Fig. 1. Structural organization and features of the filovirus glycoprotein, GP, and proposed structural transitions during entry.

(a) Linear diagram of GP indicating sequence features. The cellular Golgi endopeptidase furin cleaves the precursor subunit GP0 to GP1 and GP2. sp, signal peptide. b, GP1 ‘base’ subdomain. h, GP1 ‘head’ subdomain. RBS, putative receptor-binding sequence. FL, GP2 fusion loop. HR1, GP2 N–terminal heptad repeat. HR2, GP2 C–terminal heptad repeat. TM, GP2 transmembrane domain. Lines and ‘SS’ indicate intra- and intersubunit disulfide bonds. (b) Structures of an ectodomain of the EBOV GP pre-fusion trimer (PDB id: 3CSY [9]), GP2 in its putative post-fusion conformation (PDB id: 1EBO [7]), and a structural model of a proteolytically-primed GP intermediate (GPCL).
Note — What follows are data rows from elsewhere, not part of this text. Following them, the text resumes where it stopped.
Issue #762, opened 2023-01-24
aarch64-linux binary doesn't work on aarch64-linux-deb10


mpickering:
For example see: https://gitlab.haskell.org/ghc/ghcup-ci/-/jobs/1319561

It seems that the aarch64-linux binary is built with a GHC bindist which links against quite a new version of glibc. This means that ghcup fails when using aarch64-deb10 because the version of glibc is too old.

Fixing this might require coordination with GHC releases to provide aarch64-linux binaries linked against an older glibc version but perhaps also an acceptable solution is to tell users that this configuration is not supported by ghcup.

hasufell:
ubuntu focal is used

hasufell:
New release fixes this: https://github.com/haskell/ghcup-hs/releases/tag/v0.1.19.1

PR #768, opened 2023-02-07
Build arm binaries on deb:10 wrt #762

hasufell:


hasufell:
bionic is a no-go. We can try debian10 instead.

PR #773, opened 2023-02-08
Add a known mirror

ksqsf:
USTCLUG (@ustclug) has been operating a [ghcup mirror](https://mirrors.ustc.edu.cn/help/ghcup.html) for some time.

This PR adds this mirror to the list of the known mirrors in the docs.

### DIFF
--- a/docs/guide.md
+++ b/docs/guide.md
@@ -163,6 +163,7 @@ ghcup --url-source=https://some-url/ghcup-0.0.6.yaml list
 #### Known mirrors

The β13-β14 loop connecting the GP1 base and head subdomains, and the GP1 mucin domain were not visualized in the pre-fusion crystal structures (3CSY and 3S88 [10]) and are shown as cartoons. The GP2 fusion loop was not visualized in the post-fusion crystal structues (1EBO and 2EBO [8]) and is shown as a cartoon. During entry, endosomal cysteine proteases cleave and remove the glycan cap and mucin subdomains of GP1, generating GPCL, in which the putative rbs is fully exposed. In response to an unknown host trigger, GP2 is proposed to undergo release from its pre-fusion conformation and to rearrange to form the six-helix bundle. Formation of this structure is thought to drive fusion of the viral and cellular lipid bilayers. The disposition of GP1 and the intersubunit disulfide bond during membrane fusion and in this post-fusion GP conformer (GPpost) is unknown. Acid pH is required for endosomal cysteine protease activity and is hypothesized to play multiple roles in fusion (see text for details).